Prompt
Which of the lines in the data below contain the string "github"? Copy each of them.

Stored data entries
== Segment start ==
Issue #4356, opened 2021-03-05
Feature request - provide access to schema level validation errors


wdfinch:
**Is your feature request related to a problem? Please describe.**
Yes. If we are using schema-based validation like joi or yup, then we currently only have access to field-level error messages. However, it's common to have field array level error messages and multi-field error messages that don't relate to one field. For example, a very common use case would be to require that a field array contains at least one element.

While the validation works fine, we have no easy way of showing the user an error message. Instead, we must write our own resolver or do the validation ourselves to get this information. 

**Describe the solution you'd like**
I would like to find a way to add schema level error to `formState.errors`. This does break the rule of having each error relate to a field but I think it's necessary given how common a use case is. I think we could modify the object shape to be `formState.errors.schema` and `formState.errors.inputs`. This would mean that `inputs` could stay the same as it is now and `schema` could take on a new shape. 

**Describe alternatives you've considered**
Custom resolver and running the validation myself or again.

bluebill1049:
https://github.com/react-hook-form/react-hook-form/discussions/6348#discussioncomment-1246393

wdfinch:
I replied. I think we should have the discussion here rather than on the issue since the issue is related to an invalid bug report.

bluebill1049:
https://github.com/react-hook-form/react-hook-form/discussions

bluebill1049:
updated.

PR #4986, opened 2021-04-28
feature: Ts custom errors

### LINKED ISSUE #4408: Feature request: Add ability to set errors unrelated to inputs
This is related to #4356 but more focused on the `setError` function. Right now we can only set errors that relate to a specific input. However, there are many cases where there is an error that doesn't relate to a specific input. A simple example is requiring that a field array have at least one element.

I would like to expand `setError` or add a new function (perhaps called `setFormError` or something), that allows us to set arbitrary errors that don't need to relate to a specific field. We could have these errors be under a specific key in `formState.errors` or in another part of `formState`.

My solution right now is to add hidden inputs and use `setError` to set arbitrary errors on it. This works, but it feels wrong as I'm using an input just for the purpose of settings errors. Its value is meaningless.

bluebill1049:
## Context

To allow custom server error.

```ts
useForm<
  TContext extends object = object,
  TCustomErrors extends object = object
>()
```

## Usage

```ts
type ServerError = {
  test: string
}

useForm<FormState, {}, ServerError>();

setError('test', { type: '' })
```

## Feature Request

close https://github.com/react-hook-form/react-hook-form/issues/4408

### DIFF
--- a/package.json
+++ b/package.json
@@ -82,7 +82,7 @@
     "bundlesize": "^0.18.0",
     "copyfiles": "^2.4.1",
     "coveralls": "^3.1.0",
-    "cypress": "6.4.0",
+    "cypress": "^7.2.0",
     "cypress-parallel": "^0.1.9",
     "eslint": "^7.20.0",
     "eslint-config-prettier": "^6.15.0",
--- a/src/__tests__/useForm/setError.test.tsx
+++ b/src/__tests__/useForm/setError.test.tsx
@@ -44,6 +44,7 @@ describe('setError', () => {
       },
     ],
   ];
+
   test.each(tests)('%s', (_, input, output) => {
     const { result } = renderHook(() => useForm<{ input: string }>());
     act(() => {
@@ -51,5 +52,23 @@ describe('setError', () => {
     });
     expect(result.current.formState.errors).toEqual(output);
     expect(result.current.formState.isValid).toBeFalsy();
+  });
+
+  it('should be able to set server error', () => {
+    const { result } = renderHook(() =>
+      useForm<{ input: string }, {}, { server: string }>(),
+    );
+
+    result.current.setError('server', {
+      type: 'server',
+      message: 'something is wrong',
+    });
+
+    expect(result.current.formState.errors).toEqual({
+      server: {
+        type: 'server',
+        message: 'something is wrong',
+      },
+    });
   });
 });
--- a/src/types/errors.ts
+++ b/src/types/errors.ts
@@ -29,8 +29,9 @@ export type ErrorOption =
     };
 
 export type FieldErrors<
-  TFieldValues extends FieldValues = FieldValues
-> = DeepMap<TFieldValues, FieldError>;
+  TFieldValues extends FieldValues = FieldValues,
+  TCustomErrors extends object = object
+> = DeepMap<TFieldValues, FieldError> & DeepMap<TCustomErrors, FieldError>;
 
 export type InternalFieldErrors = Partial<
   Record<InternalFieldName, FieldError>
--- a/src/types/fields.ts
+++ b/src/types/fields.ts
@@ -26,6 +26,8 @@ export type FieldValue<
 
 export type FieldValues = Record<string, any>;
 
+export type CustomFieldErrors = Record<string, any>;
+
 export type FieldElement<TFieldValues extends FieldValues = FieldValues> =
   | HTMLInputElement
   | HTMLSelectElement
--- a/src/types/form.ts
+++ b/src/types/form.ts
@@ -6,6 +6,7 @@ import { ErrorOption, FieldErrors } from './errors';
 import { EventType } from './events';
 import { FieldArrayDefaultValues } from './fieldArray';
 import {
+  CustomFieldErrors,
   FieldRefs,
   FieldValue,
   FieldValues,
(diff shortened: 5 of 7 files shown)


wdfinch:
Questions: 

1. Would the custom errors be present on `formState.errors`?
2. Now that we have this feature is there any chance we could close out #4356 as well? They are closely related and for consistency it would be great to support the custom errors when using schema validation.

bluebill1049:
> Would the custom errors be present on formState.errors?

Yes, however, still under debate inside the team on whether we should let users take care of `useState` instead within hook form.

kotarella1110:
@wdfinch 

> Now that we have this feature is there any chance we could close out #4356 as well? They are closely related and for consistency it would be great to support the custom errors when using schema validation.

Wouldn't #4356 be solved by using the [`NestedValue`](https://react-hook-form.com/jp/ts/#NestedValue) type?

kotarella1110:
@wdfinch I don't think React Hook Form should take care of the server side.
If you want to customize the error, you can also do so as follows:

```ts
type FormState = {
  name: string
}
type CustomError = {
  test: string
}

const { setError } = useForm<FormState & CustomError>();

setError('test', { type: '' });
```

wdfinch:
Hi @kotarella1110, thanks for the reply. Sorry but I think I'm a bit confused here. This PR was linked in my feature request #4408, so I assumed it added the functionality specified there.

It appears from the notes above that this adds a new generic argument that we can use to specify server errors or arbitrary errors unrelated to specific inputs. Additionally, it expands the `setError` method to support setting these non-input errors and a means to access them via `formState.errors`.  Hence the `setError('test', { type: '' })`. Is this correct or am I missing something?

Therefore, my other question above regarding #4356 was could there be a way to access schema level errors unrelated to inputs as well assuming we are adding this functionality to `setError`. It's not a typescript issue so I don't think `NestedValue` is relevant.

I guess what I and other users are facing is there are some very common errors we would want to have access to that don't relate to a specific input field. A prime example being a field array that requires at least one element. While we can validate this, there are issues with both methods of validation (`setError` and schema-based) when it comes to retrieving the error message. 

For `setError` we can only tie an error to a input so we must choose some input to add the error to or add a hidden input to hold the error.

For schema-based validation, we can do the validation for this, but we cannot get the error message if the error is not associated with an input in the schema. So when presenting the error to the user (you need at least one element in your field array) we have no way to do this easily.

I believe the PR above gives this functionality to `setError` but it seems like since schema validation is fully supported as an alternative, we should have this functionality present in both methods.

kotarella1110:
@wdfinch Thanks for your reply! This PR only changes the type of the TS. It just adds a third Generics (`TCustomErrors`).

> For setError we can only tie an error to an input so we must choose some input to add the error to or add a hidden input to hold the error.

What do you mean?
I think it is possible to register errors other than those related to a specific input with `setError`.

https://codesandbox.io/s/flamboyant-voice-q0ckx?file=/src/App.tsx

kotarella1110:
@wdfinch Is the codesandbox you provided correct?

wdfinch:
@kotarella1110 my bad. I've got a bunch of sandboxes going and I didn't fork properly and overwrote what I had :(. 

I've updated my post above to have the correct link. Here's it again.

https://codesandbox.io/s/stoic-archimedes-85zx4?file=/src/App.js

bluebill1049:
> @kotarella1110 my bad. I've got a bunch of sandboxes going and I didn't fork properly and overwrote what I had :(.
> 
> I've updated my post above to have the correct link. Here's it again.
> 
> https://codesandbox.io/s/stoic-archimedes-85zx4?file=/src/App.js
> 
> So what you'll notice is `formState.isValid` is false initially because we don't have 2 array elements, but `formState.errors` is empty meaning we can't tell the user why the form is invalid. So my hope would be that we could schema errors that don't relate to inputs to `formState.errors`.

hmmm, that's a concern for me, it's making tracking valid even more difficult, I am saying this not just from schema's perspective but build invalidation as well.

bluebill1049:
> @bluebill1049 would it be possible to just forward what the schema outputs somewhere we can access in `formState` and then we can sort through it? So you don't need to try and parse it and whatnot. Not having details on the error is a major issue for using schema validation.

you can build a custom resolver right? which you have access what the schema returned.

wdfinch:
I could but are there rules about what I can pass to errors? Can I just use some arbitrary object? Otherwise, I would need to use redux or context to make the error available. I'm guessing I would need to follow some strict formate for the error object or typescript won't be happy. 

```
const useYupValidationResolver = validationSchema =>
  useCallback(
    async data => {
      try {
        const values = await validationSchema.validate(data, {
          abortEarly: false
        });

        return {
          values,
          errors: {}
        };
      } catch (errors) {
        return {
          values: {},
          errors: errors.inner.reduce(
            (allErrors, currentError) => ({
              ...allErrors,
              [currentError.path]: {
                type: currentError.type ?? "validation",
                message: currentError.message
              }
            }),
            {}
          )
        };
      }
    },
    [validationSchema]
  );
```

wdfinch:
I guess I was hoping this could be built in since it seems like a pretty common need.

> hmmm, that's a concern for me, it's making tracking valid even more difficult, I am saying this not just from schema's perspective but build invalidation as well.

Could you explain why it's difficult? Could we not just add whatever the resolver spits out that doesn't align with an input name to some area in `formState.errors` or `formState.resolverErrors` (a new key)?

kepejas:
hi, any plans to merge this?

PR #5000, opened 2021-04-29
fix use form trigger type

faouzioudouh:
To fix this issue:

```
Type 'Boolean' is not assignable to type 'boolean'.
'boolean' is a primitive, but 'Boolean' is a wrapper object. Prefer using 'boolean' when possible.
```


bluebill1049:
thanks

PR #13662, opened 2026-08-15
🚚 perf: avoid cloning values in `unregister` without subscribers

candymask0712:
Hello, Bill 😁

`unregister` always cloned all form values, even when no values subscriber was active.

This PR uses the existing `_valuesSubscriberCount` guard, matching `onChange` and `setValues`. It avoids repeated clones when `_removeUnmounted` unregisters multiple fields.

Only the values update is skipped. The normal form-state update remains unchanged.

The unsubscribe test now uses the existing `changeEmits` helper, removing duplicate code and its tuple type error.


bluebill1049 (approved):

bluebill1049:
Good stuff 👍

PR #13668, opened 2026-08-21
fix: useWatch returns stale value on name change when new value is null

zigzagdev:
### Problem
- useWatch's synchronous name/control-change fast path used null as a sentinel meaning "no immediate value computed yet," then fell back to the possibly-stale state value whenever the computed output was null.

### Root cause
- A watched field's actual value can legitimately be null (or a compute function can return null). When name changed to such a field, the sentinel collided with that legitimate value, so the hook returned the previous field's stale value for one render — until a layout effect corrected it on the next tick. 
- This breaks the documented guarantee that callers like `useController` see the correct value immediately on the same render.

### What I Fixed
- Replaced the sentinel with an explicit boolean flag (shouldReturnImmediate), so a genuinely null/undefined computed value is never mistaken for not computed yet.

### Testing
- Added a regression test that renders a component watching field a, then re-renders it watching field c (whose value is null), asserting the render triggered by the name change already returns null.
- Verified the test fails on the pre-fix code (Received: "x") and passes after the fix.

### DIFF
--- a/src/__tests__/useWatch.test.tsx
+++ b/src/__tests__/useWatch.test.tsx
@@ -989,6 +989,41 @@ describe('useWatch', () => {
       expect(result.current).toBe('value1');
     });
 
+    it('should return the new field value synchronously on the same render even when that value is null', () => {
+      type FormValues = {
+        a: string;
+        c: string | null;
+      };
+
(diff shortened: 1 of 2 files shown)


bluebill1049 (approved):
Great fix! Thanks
== Segment end ==
Response to the task
https://github.com/react-hook-form/react-hook-form/discussions/6348#discussioncomment-1246393
https://github.com/react-hook-form/react-hook-form/discussions
close https://github.com/react-hook-form/react-hook-form/issues/4408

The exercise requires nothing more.